うーん……ま、そうじゃなー。やはり私も、少しは驚いたかもしれんなー」

「2人とも、お疲れ様!」

 感動を分かち合おうと、明るく2人に声をかける私。

 でも2人は、そんな私を一瞥してから、疲れたような表情で苦笑いを浮かべた。

「やはり、驚きですね……。まさかアリサ様が……あのような状況で、あんな場違いなことをおっしゃるとは……」

 え……?

「そうじゃなー。私も、空気が読めないやつはたくさん知っておるつもりじゃったがー……あーんなヒドいのは、初めてじゃったわー」

 ちょ、ちょっと、2人とも……?

「正直……わたくしはアリサ様のことを、少し幻滅いたしました……」

「確か、『少女たちの火遊び』……じゃったかー? ……気色悪いやつじゃのー」

 あ、あれ? あれ? あれ?

 さっきから2人が話してたのって、もしかして、私のことだったの? 私の恥ずかしい名前の魔法のこと、まだ引っ張るの……?
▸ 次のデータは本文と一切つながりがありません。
PR #67, opened 2026-06-12
Add paykit-lib support hooks for SDK runtime

ben-kaufman:
Stack PR 1/6 replacing the earlier SDK review stack. This isolates the low-level paykit-lib support needed by the SDK: Encrypted Link Recovery Marker helpers, private receive retry classification, paginated Payment Endpoint reads, and small protocol/doc refinements. Final stack remains byte-for-byte equivalent to draft PR #55.

### DIFF
--- a/paykit-lib/src/encrypted_link/private_application_message.rs
+++ b/paykit-lib/src/encrypted_link/private_application_message.rs
@@ -6,6 +6,10 @@ use crate::{
     PaykitError, Result,
 };
 
+// Local marker used when decrypted private plaintext is not valid UTF-8.
+// This is not a protocol message. It lets receive callers persist the malformed
+// stream item, advance their local link checkpoint, and avoid wedging on the
+// same encrypted slot forever.
 const INVALID_UTF8_PRIVATE_MESSAGE_PREFIX: &str = "paykit.invalid_utf8_private_message:";
 
 /// Private Message Kind values understood by Paykit.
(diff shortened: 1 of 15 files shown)


paykit-lib/src/encrypted_link/private_application_message.rs
```diff
@@ -1,6 +1,12 @@
+use base64::{engine::general_purpose::URL_SAFE_NO_PAD, Engine as _};
 use tracing::{debug, warn};
 
-use crate::{PaykitError, Result};
+use crate::{
+    error::{NonRetryablePrivateReceiveError, NonRetryablePrivateSendError},
+    PaykitError, Result,
+};
+
+const INVALID_UTF8_PRIVATE_MESSAGE_PREFIX: &str = "paykit.invalid_utf8_private_message:";
```
dzdidi, line 13: Not sure I understand the purpose of this together with ` pub fn invalid_utf8_error`

paykit-lib/src/encrypted_link/private_application_message.rs
```diff
@@ -130,6 +136,13 @@ impl PrivateApplicationMessage {
                     .and_then(PrivateMessageKind::parse)
             })
     }
+
+    /// Return a parse error when this item represents non-UTF-8 plaintext bytes.
+    pub fn invalid_utf8_error(&self) -> Option<&'static str> {
+        self.raw_json
+            .starts_with(INVALID_UTF8_PRIVATE_MESSAGE_PREFIX)
+            .then_some("Private Application Message plaintext is not valid UTF-8")
+    }
```
dzdidi, line 154: As mentioned above. Is it only for testing?

dzdidi (commented):
Can you please add some docs on encrypted_link_recovery and market?  I can guess its purpose from the title but some explicit docs on mechanics of its work and usage will be helpful

paykit-lib/src/encrypted_link/private_application_message.rs
ben-kaufman: This is not for testing. The idea is that if a decrypted private message is not valid UTF-8, we still need to return something to the SDK so it can persist the malformed item and advance the local link checkpoint. Otherwise one bad encrypted slot can keep failing receive forever and block later messages. I agree it is not clear enough from the code, so I’ll add a short comment/doc explaining that this marker is local malformed-input handling, not a protocol message.

paykit-lib/src/encrypted_link/private_application_message.rs
ben-kaufman: Same point as above. This is used by the SDK to recognize the local invalid-UTF-8 marker and store a parse error for that stream item. It is not only for tests. I’ll clarify the method docs so it’s clear why this exists and how callers should treat it.

dzdidi (approved):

「え、エア様? アシュタリア? あ、あの……あのですね? えと……さっきのあれはですね……」

 弁解しようと、私は2人に手を伸ばす。でも2人は、そんな私に軽蔑の目を向けながら遠ざかってしまった。

 あー、もおーうっ! 

「何でこうなるのよっ!? 2人とも、誤解しないでってば! さっきのは、私が言いたくて言ったわけじゃないのっ! あのバカ王子が、『魔法の名前』を言った方が魔力が上がるとか言ったから、仕方なく……」

「え? こっちに振らないでくださいよ。僕まで、貴女みたいに恥ずかしい人間だと思われるじゃないですか」

「はああぁぁぁっ!?」

 てっめえーっ! 元々、全部お前のせいじゃねーかよぉーっ! お前があんなこと言ったせいで、こちとら、エア様に変なヤツ扱いされちゃってんだよっ! 責任とれよなぁぁー!
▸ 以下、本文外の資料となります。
PR #74, opened 2026-06-17
Add SDK Pubky session bootstrap helpers

ben-kaufman:
## Summary
- add `PubkySessionBootstrap` for SDK-level Pubky signup, signin, session import, and auth handoff helpers
- add Pubky local secret/public key helpers, seed derivation with an app/runtime label, and required capability validation
- wire runtime/session docs so Paykit SDK can own common Pubky session bootstrap flows without requiring Ring or Bitkit-specific code
- update SDK and bindings plans to describe the new generic bootstrap surface

This intentionally keeps Homegate/free-account provisioning out of scope for now. The SDK exposes generic signup with `homeserver_public_key` + optional signup code; apps can still fetch those from Homegate or another provisioning service themselves.

## Validation
- `cargo fmt --check`
- `cargo test -q -p paykit-sdk identity::tests`
- `cargo test -q -p paykit-sdk`
- `cargo clippy -q -p paykit-sdk --all-targets --all-features`
- `cargo doc -q -p paykit-sdk --no-deps`
- `git diff --check`
- `git diff --cached --check`

### DIFF
--- a/paykit-sdk/src/config.rs
+++ b/paykit-sdk/src/config.rs
@@ -127,17 +127,14 @@ impl PaykitSdkConfig {
 
     /// Return the Pubky session capabilities required by this SDK configuration.
     pub fn required_session_capabilities(&self) -> String {
-        let mut capabilities = vec![
-            PAYKIT_SESSION_CAPABILITIES.to_string(),
-            format!("{}:rw", self.paykit_profile_path()),
-            format!("{}:rw", self.paykit_profile_blob_path_prefix()),
-        ];
-
-        if self.public_contact_sharing == PublicContactSharingPolicy::ConfiguredPublicNamespace {
-            capabilities.push(format!("{}:rw", self.public_contact_path_prefix()));
+        if self.profile_namespace == DEFAULT_PROFILE_NAMESPACE {
+            return PAYKIT_SESSION_CAPABILITIES.to_string();
         }
 
-        capabilities.join(",")
+        format!(
+            "{},/pub/{}:rw",
+            PAYKIT_SESSION_CAPABILITIES, self.profile_namespace
+        )
     }
 }
 
--- a/paykit-sdk/src/config.rs
+++ b/paykit-sdk/src/config.rs
@@ -1,7 +1,7 @@
 use serde::{Deserialize, Serialize};
 use std::time::Duration;
 
-use crate::identity::PubkyPublicKey;
+use crate::{identity::PubkyPublicKey, pubky_session::PAYKIT_SESSION_CAPABILITIES};
 
 /// Default namespace segment for SDK profile/contact public data.
 ///
@@ -123,6 +123,21 @@ impl PaykitSdkConfig {
             self.public_contact_path_prefix(),
             public_key.as_str()
         )
+    }
+
+    /// Return the Pubky session capabilities required by this SDK configuration.
+    pub fn required_session_capabilities(&self) -> String {
+        let mut capabilities = vec![
+            PAYKIT_SESSION_CAPABILITIES.to_string(),
+            format!("{}:rw", self.paykit_profile_path()),
+            format!("{}:rw", self.paykit_profile_blob_path_prefix()),
+        ];
+
+        if self.public_contact_sharing == PublicContactSharingPolicy::ConfiguredPublicNamespace {
+            capabilities.push(format!("{}:rw", self.public_contact_path_prefix()));
+        }
+
+        capabilities.join(",")
     }
 }
 
--- a/paykit-sdk/src/config/tests.rs
+++ b/paykit-sdk/src/config/tests.rs
@@ -34,6 +34,10 @@ fn test_config_builds_default_profile_namespace_paths() {
         config.public_contact_path(&public_key),
         format!("/pub/paykit/contacts/{}.json", public_key.as_str())
     );
+    assert_eq!(
+        config.required_session_capabilities(),
+        "/pub/paykit/v0/:rw,/pub/paykit/profile.json:rw,/pub/paykit/blobs/:rw"
+    );
 }
 
 #[test]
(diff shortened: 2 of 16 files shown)


paykit-sdk/src/config/tests.rs
```diff
@@ -34,6 +34,10 @@ fn test_config_builds_default_profile_namespace_paths() {
         config.public_contact_path(&public_key),
         format!("/pub/paykit/contacts/{}.json", public_key.as_str())
     );
+    assert_eq!(
+        config.required_session_capabilities(),
+        "/pub/paykit/v0/:rw,/pub/paykit/profile.json:rw,/pub/paykit/blobs/:rw"
```
dzdidi: just do 
```suggestion
   "/pub/paykit/:rw"
```

paykit-sdk/src/config/tests.rs
```diff
@@ -53,6 +57,23 @@ fn test_config_allows_custom_profile_namespace_segment() {
         config.public_contact_path_prefix(),
         "/pub/bitkit.to/contacts/"
     );
+    assert_eq!(
+        config.required_session_capabilities(),
+        "/pub/paykit/v0/:rw,/pub/bitkit.to/profile.json:rw,/pub/bitkit.to/blobs/:rw"
```
dzdidi: same

paykit-sdk/src/config/tests.rs
```diff
@@ -53,6 +57,23 @@ fn test_config_allows_custom_profile_namespace_segment() {
...
+#[test]
+fn test_config_adds_contact_capability_when_public_contact_sharing_enabled() {
+    let config = PaykitSdkConfig {
+        public_contact_sharing: PublicContactSharingPolicy::ConfiguredPublicNamespace,
+        ..PaykitSdkConfig::default()
+    };
+
+    assert_eq!(
+        config.required_session_capabilities(),
+        "/pub/paykit/v0/:rw,/pub/paykit/profile.json:rw,/pub/paykit/blobs/:rw,/pub/paykit/contacts/:rw"
```
dzdidi: and here

dzdidi: also maybe there is a value in versioning blobs and cotacts too. Not sure

paykit-sdk/src/identity.rs
```diff
@@ -96,6 +103,62 @@ impl PubkyLocalSecretKey {
...
+        })?;
+        Ok(Self::new(bytes))
+    }
+
+    /// Derive a local Pubky secret key from a 64-byte wallet seed.
+    ///
+    /// `runtime_label` must be stable and app/runtime-specific, such as a
+    /// product namespace. Different labels derive different Pubky keys from the
+    /// same wallet seed.
+    pub fn derive_from_seed(seed: &[u8], runtime_label: &str) -> crate::Result<Self> {
```
dzdidi, line 128: I do not remember runtime lable to be documented anywhere where is readmes. I think it should

paykit-sdk/src/pubky_session.rs
```diff
@@ -0,0 +1,497 @@
...
+use url::Url;
+use zeroize::Zeroize;
+
+use crate::{
+    identity::{PubkyIdentityCapability, PubkyLocalSecretKey, PubkyPublicKey},
+    PaykitSdkError, Result,
+};
+
+/// Default Pubky capabilities needed for core Paykit public storage writes.
+pub const PAYKIT_SESSION_CAPABILITIES: &str = "/pub/paykit/v0/:rw";
```
dzdidi: maybe
```suggestion
pub const PAYKIT_SESSION_CAPABILITIES: &str = "/pub/paykit/:rw";
```

paykit-sdk/src/config.rs
```diff
@@ -124,6 +124,21 @@ impl PaykitSdkConfig {
...
+            format!("{}:rw", self.paykit_profile_path()),
+            format!("{}:rw", self.paykit_profile_blob_path_prefix()),
+        ];
+
+        if self.public_contact_sharing == PublicContactSharingPolicy::ConfiguredPublicNamespace {
+            capabilities.push(format!("{}:rw", self.public_contact_path_prefix()));
+        }
+
+        capabilities.join(",")
+    }
```
dzdidi, line 138: I think just `/pub/paykit/:rw` is OK. Happy to be corrected

paykit-sdk/src/config/tests.rs
ben-kaufman: Fixed in `92f6591`. The default required capability is now just `/pub/paykit/:rw`.

paykit-sdk/src/config/tests.rs
ben-kaufman: Fixed in `92f6591`. Custom namespaces now add one namespace capability, so this is `/pub/paykit/:rw,/pub/bitkit.to:rw`.

paykit-sdk/src/identity.rs
ben-kaufman: Fixed in `92f6591`. Added README/spec docs explaining that `runtime_label` should be stable and app/runtime-specific, and changing it derives a different Paykit runtime identity.

paykit-sdk/src/pubky_session.rs
ben-kaufman: Fixed in `92f6591`. `PAYKIT_SESSION_CAPABILITIES` is now `/pub/paykit/:rw`.

paykit-sdk/src/config.rs
ben-kaufman: Fixed in `92f6591`. `required_session_capabilities()` now uses `/pub/paykit/:rw` by default, and adds `/pub/<namespace>:rw` only when the profile namespace is custom.

paykit-sdk/src/config/tests.rs
ben-kaufman: Fixed the capability part in `92f6591`.

On versioning, yeah, there may be value in path versioning later, but I’d keep it out of this PR for now. These are SDK profile/contact/blob paths rather than core protocol routes, and the documents themselves already carry `version`/`kind`. Keeping the path stable lets apps fetch the known profile/contact location and inspect the payload version. If we later need a different namespace layout, we can add path versioning then.

dzdidi (approved):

「な、ナナちゃん……ど、どうしちゃったの? その……さっきのって……どういう意味が……?」

 と思ったら、アカネまで、心配そうな顔で私を見てるしっ! 

「いやいやいやいや! アカネ、違うんだよ! さっきのは、全部忘れてくれていいからっ! 意味とかそういうのは、何もないんだからっ!」

「七嶋……アリサよ……。お前……何か悩みごとでも……あるのか?」

「アリサてめぇー! やっぱり俺らのこと、エロい目で見てやがったんだなっ!? 『火遊び』しちゃいたい……とか思ってやがったんだなっ!?」

「うふゅっ……うふゅふゅ……も、もしかして七嶋アリサさんって、私と同類なんですかぁぁ……? わざとあんな恥ずかしい事を言って、カ・イ・カ・ン……なんですかぁぁぁ!?」

「コルナちゃん、ビビちゃんっ! 勘違いしないでっ! さっきのは、ただの魔法の名前なの! 私が、そんな恥ずかしいことを叫ぶヤツなわけないでしょっ!?

あと、アウーシャちゃん! 貴女と一緒にしないでっ!」

「ぷぷぷー。アリサったら、あんな変なこと叫んで……バカみたいだにゃん!」

「ティオ、あんたにだけは言われたくないんだよっ!」

 ……そんな感じで。

 結局私たちは、いつも通りのバカ騒ぎに戻ってしまうわけだ。静かだったはずの屋敷の屋上は、あっという間に騒がしくなってしまった。


「ああ、もう……」

 空からは、パラパラと小さな隕石のかけらが落ちてきたりしている。周囲には、ボロボロになってしまった建物や、傷を負って治療を受けている人がたくさんいる。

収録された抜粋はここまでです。